What you are asked to do:
Each line that includes the word "during" should be copied from the records.

Data items:
- - - - -

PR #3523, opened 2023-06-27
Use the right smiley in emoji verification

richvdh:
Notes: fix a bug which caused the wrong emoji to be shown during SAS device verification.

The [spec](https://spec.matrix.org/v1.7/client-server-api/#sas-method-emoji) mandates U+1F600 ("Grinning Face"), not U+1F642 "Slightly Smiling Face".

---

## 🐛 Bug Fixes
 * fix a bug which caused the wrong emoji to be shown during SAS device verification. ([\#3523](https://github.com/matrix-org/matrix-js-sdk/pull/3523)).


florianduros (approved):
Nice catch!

- - - - -

Task response:
Notes: fix a bug which caused the wrong emoji to be shown during SAS device verification.
 * fix a bug which caused the wrong emoji to be shown during SAS device verification. ([\#3523](https://github.com/matrix-org/matrix-js-sdk/pull/3523)).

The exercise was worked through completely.